Is the FVP accurate in terms of measuring performance of programs? Is it cycle accurate? If I use clock_gettime to measure time taken on applications, is it meaningful? If not, is there an accurate way to measure performance of programs on the FVP?
Hi Mohannad,FVPs, and Fast Models in general, are functionally accurate, meaning that they fully execute all instructions correctly, however they are not cycle accurate (a separate technolgy, Cycle Models, are available for that use case).As the name implies, Fast Models (the technology from which the FVPs are built) are designed to execute code quickly, typically in the order of 100M instructions/sec, whereas Cycle Models run in the 10k-100k range.Some high level timing annotation can be applied to the FVP (use <fvp_executable> --list-params to see all the available options, then edit as appropriate) to change cache and memory access characteristics etc, the effect of these can be seen with the --stat output. I tend to use this as a relative comparison rather than absolute. Some further annotation (pipeline models etc) can be applied with the full Fast Models tool. Note that these annotations will impact the performance of the model.For more information, see https://developer.arm.com/docs/100965/1110/timing-annotation
Hello Ronan,
Thank you for your reply.
That's interesting! Are there any Cycle Models that support ARMv8.3 and above? I took a look but could only find for the already released Cortex processors. I'll take a look at the timing annotation link and experiment with it a bit more on the FVP. I'll let you know if I have any more questions. As always, thank you very much for your help and support!
Mohannad Ismail
Sorry, I should have been more clear on that. As Cycle Models are derived from the actual RTL design, these only become available once the CPUs are released. I was just making the point in general that these are the models for true cycle accuracy.
Hi Mohannad,
adding some more detail to Ronan's answer on Fast Models Timing Annotation.
Each of the Fast Models CPU Models has parameters "cpi_mul" and "cpi_div". By default, Fast Models execute 1 instruction per clock tick, i.e., CPI = 1). These parameters can be used to modify that. e.g. to get a CPI of 1.25, you would set cpi_mul=5, cpi_div=4. (Fast Models doesn't support real numbers as parameters, so to create a fraction you need the two integer parameters).
Caches (and TLB Page Tables, etc) in Fast Model CPUs have a set of parameters to define estimated latency caused by accesses. By default cache modelling is set OFF in the Fast Model as it won't affect software functionality. In order for the latency to be applied to accesses cache modelling must be switched on by parameter. This can be done at the start of simulation or at a pre-defined clock count in the simulation.

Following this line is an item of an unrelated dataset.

PR #2430, opened 2024-01-19
fix: fix table index error by bumping `unstructured-inference`

### LINKED ISSUE #2417: bug/IndexError: list index out of range in partition()
**Describe the bug**
When the `partition` func uses the  hi-res strategy with default model (a little hard to parse from the docs, but i think yolox?) and tries to guess table html, it raises `IndexError: list index out of range` when it gets to the line `prediction = recognize(outputs_structure, x, tokens=ocr_tokens)[0]` of run_prediction, which appears to occur when trying to read `tables_agent.predict(cropped_image, ocr_tokens=table_tokens)`. this does **not** occur if i instead specify `detectron2_onnx` as the model_name param to partition(). This bug was also noted over [here](https://github.com/Unstructured-IO/unstructured-inference/issues/306).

The delays on downstream Memory Accesses are not directly supported on the FVP. These rely on annotating the delay to SystemC/TLM b_transport transactions between the CPU and downstream models. As the FVP does not use these there is no way of inserting the delay. Using Fast Models and building the platform from source is required. You could use the delay annotation on cache miss operations for the outermost cache (the L2 in the Base FVP) that include an estimated delay for a downstream memory access. Note: although memory is the most usual use of the TA it could be on peripherals, or interconnects, or other components as long as they are using b_transports between the CPU model and the component.
In general, to use the Timing Annotations that are available requires that TA is enabled in the Fast Model. It is set off by default. This is done by setting the environment variable "FASTSIM_DISABLE_TA" to 0 before starting the model.
Hello Rob,
Thank you very much for the detailed explanation. This will help! I will experiment with this further and will come back to ask if I have any questions.

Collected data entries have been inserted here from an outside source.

PR #2435, opened 2024-01-20
fix: check languages args

Coniferish:
This PR is the last in a series of PRs for refactoring and fixing the language parameters (`languages` and `ocr_languages` so we can address incorrect input by users. See #2293

It is recommended to go though this PR commit-by-commit and note the commit message. The most significant commit is "update check_languages..."


Coniferish:
@cragwolfe, I updated the .rst file to use `languages` instead of `ocr_languages`, but noticed that we only mention it for `partition_pdf` and `partition_image`. Should I add something to all the partitioners or create a section about `languages` since it's used by all the partition methods? One point that I think might be important to note somewhere is that `"auto"` is a valid argument for most of the partition methods, but isn't valid for `partition_pdf` or `partition_image` since the `languages` parameter is used for ocr, unlike in the other partition methods where the `languages` parameter is used for language detection (slight difference in how the `languages` param is _used_, but it ends up meaning the same thing in the element metadata).

docs/source/core/partition.rst
```diff
@@ -859,7 +859,7 @@ type for the file. If you do not explicitly pass it, the MIME type will be infer
     elements = partition_via_api(file=f, metadata_filename=filename, api_key="MY_API_KEY")
 
 
-You can pass additional settings such as ``strategy``, ``ocr_languages`` and ``encoding`` to the
+You can pass additional settings such as ``strategy``, ``languages`` and ``encoding`` to the
 API through optional kwargs. These options get added to the request body when the
 API is called.
 See `the API documentation <https://api.unstructured.io/general/docs>`_ for a full list of
```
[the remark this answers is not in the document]
Coniferish: Good catch. Yah, that will need to be a follow-up issue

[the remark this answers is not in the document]
Coniferish: Actually, @shreyanid , I am seeing `languages` as a param for both `/general/v0/general` and `/general/v0.0.62/general` endpoints. Are you referring to something else?

unstructured/partition/lang.py
```diff
@@ -167,34 +167,68 @@ def prepare_languages_for_tesseract(languages: Optional[List[str]] = ["eng"]):
...
 
 
-def check_languages(languages: Optional[List[str]], ocr_languages: Optional[str]):
-    """Handle `ocr_languages` and `languages`, defining `languages` to ['eng'] as default and
-    converting `ocr_languages` if needed"""
-    if languages is None:
-        languages = ["eng"]
+def check_language_args(
+    languages: Optional[List[str]], ocr_languages: Optional[str]
+) -> Union[list[str], None]:
```
scanny, line 172: The return type should be `Optional[list[str]]`. If you were going to use `Union` notation for this, which is perfectly valid, just not conventional for this code base, then it would be `list[str] | None`. Both the lowercase version of `List` and the `|` version of `Union` require a `from __future__ import annotations` import (which all our files should have until Python 3.13 or later).

scanny: I would be strongly inclined to cut off optionality of `languages` at the interface function and use `[]` as the zero value for `languages` everywhere else. Rationale:

1. The option to provide None is a convenience to an end-user who is specifying `languages` as a kwarg (dict item) where it it more work to omit the argument. If a default is applied to replace an omitted value, it's the interface function's job to do that substitution.
2. `None` and `[]` have the same semantics (as far as I know). Using both complicates any other non-interface function that uses that value. In general, `Optional` should be used sparingly outside of interface functions and methods.

The general principle here is to identify flexibilities we afford an end-user in calling an interface function and isolate those flexibilities to that interface function. Otherwise we have internal and helper functions attending to peculiarities of calling flexibility which should not be their responsibility (and makes interface changes like this tend to involve much deeper parts of the code than we'd like because they're unnecessarily coupled to the interface particulars.

unstructured/partition/lang.py
```diff
@@ -167,34 +167,68 @@ def prepare_languages_for_tesseract(languages: Optional[List[str]] = ["eng"]):
...
+    `ocr_languages` is only a parameter for `auto.partition`, `partition_image`, & `partition_pdf`.
+    `ocr_languages` should not be defined as 'auto' since 'auto' is intended for language detection
+    which is not supported by `partition_image` or `partition_pdf`."""
+    # --- Clean and update defaults
+    if ocr_languages == "auto":
+        raise ValueError(
+            "`ocr_languages` is deprecated but was used to extract text from pdfs and images. "
+            "The 'auto' argument is only for language *detection* when it is assigned "
+            "to `languages` and partitioning documents other than pdfs or images. "
+            "Language detection is not currently supported in pdfs or images."
```
scanny, line 185: When specifying multiline strings like this, I make it my habit to place the space separating each line at the _beginning_ of the second and later lines, like:
```python
"ocr_languages is deprecated but was used to extract text from pdfs and images."
" The 'auto' argument is only for language *detection* when it is assigned"
" to `languages` and partitioning documents other than pdfs or images."
" Language detection is not currently supported in pdfs or images."
```

That way its presence can be confirmed by quickly scanning down the aligned left side rather than the ragged right side, which is much more work for the eye. This leads to fewer merged words in exception output, which is a perennial problem.

unstructured/partition/lang.py
```diff
@@ -167,34 +167,68 @@ def prepare_languages_for_tesseract(languages: Optional[List[str]] = ["eng"]):
...
 
-    if not isinstance(languages, list):
+    if ocr_languages:
+        ocr_languages = _clean_ocr_languages_arg(ocr_languages)
+        logger.warning(
+            "The ocr_languages kwarg will be deprecated in a future version of unstructured. "
+            "Please use languages instead.",
+        )
+
+    # raise error if languages is not None of a list
```
scanny, line 195: I think you mean "or" a list rather than "of".

This is an example of the proliferation of multiple zero values.

scanny (commented):
A few remarks. Happy to discuss if you have any questions.

The logic looks okay to me, probably one of the other reviewers is better positioned to say, but I'm happy to approve in a pinch, just let me know.

test_unstructured/partition/test_lang.py
```diff
@@ -146,3 +154,39 @@ def test_clean_ocr_languages_arg(input_ocr_langs, expected):
...
+        (["spa"], "deu", ["spa"]),
+        (["spanish"], "english", ["spa"]),
+        (["spa"], "[deu]", ["spa"]),
+        (["spa"], '"deu"', ["spa"]),
+        (["spa"], ["deu"], ["spa"]),
+        (["spa"], ["[deu]"], ["spa"]),
+        (["spa+deu"], "eng+deu", ["spa", "deu"]),
+    ],
+)
+def test_check_language_args(
```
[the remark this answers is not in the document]
Coniferish: Sounds good. I think I can actually remove the conditional now that I created the separate tests for `None`, but will check.

unstructured/partition/lang.py
```diff
@@ -167,34 +167,68 @@ def prepare_languages_for_tesseract(languages: Optional[List[str]] = ["eng"]):
...
 
-    if ocr_languages is not None:
-        if languages != ["eng"]:
-            raise ValueError(
-                "Only one of languages and ocr_languages should be specified. "
-                "languages is preferred. ocr_languages is marked for deprecation.",
-            )
+    # --- If `languages` is a null/default value and `ocr_languages` is defined, use `ocr_languages`
+    if ocr_languages and (
+        languages == ["auto"] or languages == [""] or languages is None or not languages[0]
```
christinestraub: I think `languages == [""]` and  `not languages[0]` have the same semantics.

unstructured/partition/lang.py
```diff
@@ -167,34 +167,68 @@ def prepare_languages_for_tesseract(languages: Optional[List[str]] = ["eng"]):
...
-            logger.warning(
-                "The ocr_languages kwarg will be deprecated in a future version of unstructured. "
-                "Please use languages instead.",
-            )
-    return languages
+            # define as 'auto' for language detection when partitioning non-pdfs or -images
+            languages = ["auto"]
+        return languages
+
+    return None
```
christinestraub, line 225: What do you think about returning a default value (`["eng"]`) instead of `None`, which would avoid setting the default value in `pdf.py` and `image.py`?

christinestraub (changes requested):
Overall, introducing the `check_language_args()` function seems like a good idea to eliminate duplicate code and avoid inconsistencies when checking language parameters. 

In my opinion, the deprecated parameter `ocr_languages` is only needed in interface functions like `partition_pdf()`, `partition_image()`, and `partition_auto()`, and we can remove the parameter from all non-interface functions like `partition_pdf_or_image()`) cc: @cragwolfe

unstructured/partition/lang.py
Coniferish: That might be right--I could have not checked that. I already changed this per Steve's comments, though

unstructured/partition/lang.py
Coniferish: I don't think we can do that because of the other partitioners that default to "auto". `None` is used as the default because we have to be able to resolve the languages/ocr_languages (or just languages) at the auto `partition` level. Downstream, once the document type is determined and the document is passed to the appropriate partitioner, the default for `languages` can be either "auto" or "eng". "eng" for the other partitioners would skip language detection since it'd be interpreted as a user telling us they know the document is in English.

Coniferish:
> Overall, introducing the `check_language_args()` function seems like a good idea to eliminate duplicate code and avoid inconsistencies when checking language parameters.
> 
> In my opinion, the deprecated parameter `ocr_languages` is only needed in interface functions like `partition_pdf()`, `partition_image()`, and `partition_auto()`, and we can remove the parameter from all non-interface functions like `partition_pdf_or_image()`) cc: @cragwolfe

This makes sense. Happy to add those changes to this PR if that sounds good to @cragwolfe

Coniferish:
note: I need to add some additional tests after making some of the requested changes

test_unstructured/partition/test_lang.py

Oh I see. Thanks for the clarification!
Hello Ronan, as for relative comparisons: I'm wondering whether the performance of vector instructions is correctly captured by the fast models.To be more specific: I'm currently comparing an implementation of an algorithm that uses regular vector loads to one that uses gather memory accesses on the Corstone300 MPS2. Would the performance penalty that gather loads typcially incur already be included in the number of cycles reported by the Fast Model in this case? I'm currently comparing the cycle number reported by the PMU_CCNTR register, if it makes any difference.
Hi Eltro, I would not rely on the Fast Model for that level of accuracy. You may see that one implementation is 'better' than the other, but I would not rely on 'how much better', for exactly reasons like this (this is unfortunately the cost of keeping these models "fast").
Great, that is good to know. Of course I'll need to benchmark on real hardware in the end, but knowing that the numbers from the Fast Model are not completely off in this case is already quite helpful.